Da wissenschaftliche Karrieren oft unmittelbar nach der Promotion abbrechen, soll der Preis helfen, diese kritische Phase zu überbrücken. „Dr. Schwarzer kommt in den Genuss einer Förderung ganz im Sinne von Zielen der Geschlechtergerechtigkeit“ freute sich Professor Dr. Wolfgang Wägele, Direktor des Zoologischen Forschungsmuseum Alexander Koenig. „Wir haben eine mental und intellektuell starke Persönlichkeit gefunden, die dieser Ehrung wirklich würdig ist“ ergänzte Prof. Dr. Bernhard Misof, stellvertretender Direktor des Museum Koenig und wissenschaftlicher Betreuer der Dissertation von Schwarzer. Misof überreichte den Preis mit sichtlichem Stolz an Schwarzer.

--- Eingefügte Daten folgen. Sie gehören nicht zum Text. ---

PR #8332, opened 2019-12-19
Define a localization config for Fluent /whatsnew page (Fixes #8326)

### LINKED ISSUE #8326: Define a localization config for Fluent /whatsnew page
## Description

In https://github.com/mozilla/bedrock/issues/8196 we built a /whatsnew page using Fluent for L10n. Right now, it's being shown for en-US only, until we get the L10n pipeline up and running.

What's still needed for this page in the interim, is a well defined L10n configuration. The original issue cited the page being needed for English. German, and French only. Based on discussion in last weeks meeting, it sounds like that's still tbd.

We need to implement a configuration for the page, using one of the three buckets being defined in https://github.com/mozilla/bedrock/pull/8092.

This basically equates to a choice of:

- Staff
- Staff + vendor
- Staff + vendor + community

Note: we can no longer say "staff + community for everything else". Choosing staff + community would leave a vendor sized hole.

---

- [x] A configuration exists for `firefox/whatsnew/whatsnew-account.ftl` and `firefox/whatsnew/whatsnew.ftl`.

- [x] `firefox/whatsnew/whatsnew.ftl` contains generic strings that may be shared and reused among different /whatsnew releases. We may want to consider a broad strategy for this particular file.

#### Tasks
- [x] Implement a config for both fluent files.

alexgibson:
## Description
- Adds a default configuration rule for Fluent /whatsnew pages, for broad staff + vendor + community locale coverage.

Note: community is already [configured here](https://github.com/mozilla/bedrock/blob/master/l10n/configs/pontoon.toml#L118-L120) with a wildcard rule.

## Issue / Bugzilla link
#8326

## Testing
- [ ] Did i get this right? (check for typos)

### DIFF
--- a/l10n/configs/pontoon.toml
+++ b/l10n/configs/pontoon.toml
@@ -116,5 +116,11 @@ locales = [
 ]
 
 [[paths]]
-    reference = "en/**/*.ftl"
-    l10n = "{locale}/**/*.ftl"
+    reference = "en/mozorg/mission.ftl"
+    l10n = "{locale}/mozorg/mission.ftl"
+[[paths]]
+    reference = "en/firefox/whatsnew/whatsnew-account.ftl"
+    l10n = "{locale}/firefox/whatsnew/whatsnew-account.ftl"
+[[paths]]
+    reference = "en/firefox/whatsnew/whatsnew.ftl"
+    l10n = "{locale}/firefox/whatsnew/whatsnew.ftl"
--- a/l10n/configs/vendor.toml
+++ b/l10n/configs/vendor.toml
@@ -43,3 +43,6 @@ locales = [
 [[paths]]
     reference = "en/mozorg/mission.ftl"
     l10n = "{locale}/mozorg/mission.ftl"
+[[paths]]
+    reference = "en/firefox/whatsnew/*.ftl"
+    l10n = "{locale}/firefox/whatsnew/*.ftl"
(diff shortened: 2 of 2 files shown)


alexgibson:
@hoosteeno r? I'm proposing we set a default configuration rule for all /whatsnew pages here, but we can switch to a more explicit rule if we think this may not be the general case we look to work toward.

@Pike r? Just to sanity check I'm doing the right thing here.

alexgibson:
Another option here is: we switch vendor to use a default wildcard rule for all Fluent files, like we already do for community. This may make sense, if marketing’s approach to vendor l10n is a simple one and this fits within the expected budget.

Pike:
IIRC, we want *most* whatsnew content to be not exposed to community?

And then just a bit of fallback page, that's long lived, gets exposed to community as well. Is that this page? I recall we talked staff and maybe vendor?

And yes, we'll need to be more restrictive on the wildcards for the Pontoon config to support that.

alexgibson:
> IIRC, we want most whatsnew content to be not exposed to community?

I'll defer to @hoosteeno, but if so then we need a simple way to exclude the directory from community (barring the well translated fallback page).

> And then just a bit of fallback page, that's long lived, gets exposed to community as well. Is that this page? I recall we talked staff and maybe vendor?

Right, that's what this page is - so we're going for staff + vendor + community.

hoosteeno:
We want this fallback to be as widely localized as it possibly can, so it should get staff+vendor+community (i.e. all locales).

In general, WNP will only get staff+vendor localization. And we should anticipate, if possible, that the list of vendor-localized locales will shift a bit as we exercise this new system.

alexgibson:
I've updated the pontoon configuration to more explicit. I'm not clear if there's a simpler way, such as being able to exclude a path. Happy to take further suggestions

Die erste Gewinnerin des Preises, Julia Schwarzer, darf den Dr. noch nicht in ihrem Namen nennen, aber es sind nur noch wenige Formalitäten zu erledigen, bis die junge und sympathische Wissenschaftlerin den Titel auch offiziell führen darf. Die Preisträgerin für das Jahr 2012 wurde aus mehreren Bewerbungen von einer vierköpfigen Jury ausgewählt. Zwei Mitarbeiter des Museum Koenig und zwei externe Professoren wählten unter der Leitung von Dr. Dennis Rödder, Herpetologe am ZFMK, Schwarzer aus, weil sie sich mit besonderer Effizienz und qualitativer Güte der Forschungsergebnisse in ihrer bisherigen wissenschaftlichen Arbeit mit phylogenetischen und populationsgenetischen Fragestellungen basierend auf molekulargenetischen sowie morphometrischen Daten befasst hat. Zunächst arbeitete sie in der Sektion Ichthyologie des ZFMK unter Dr. Fabian Herder über die Differenzierung von Populationen von Sonnenstrahlfischen (Telmatherinidae) entlang einer potentiellen Hybridzone im Petea Fluss in Sulawesi.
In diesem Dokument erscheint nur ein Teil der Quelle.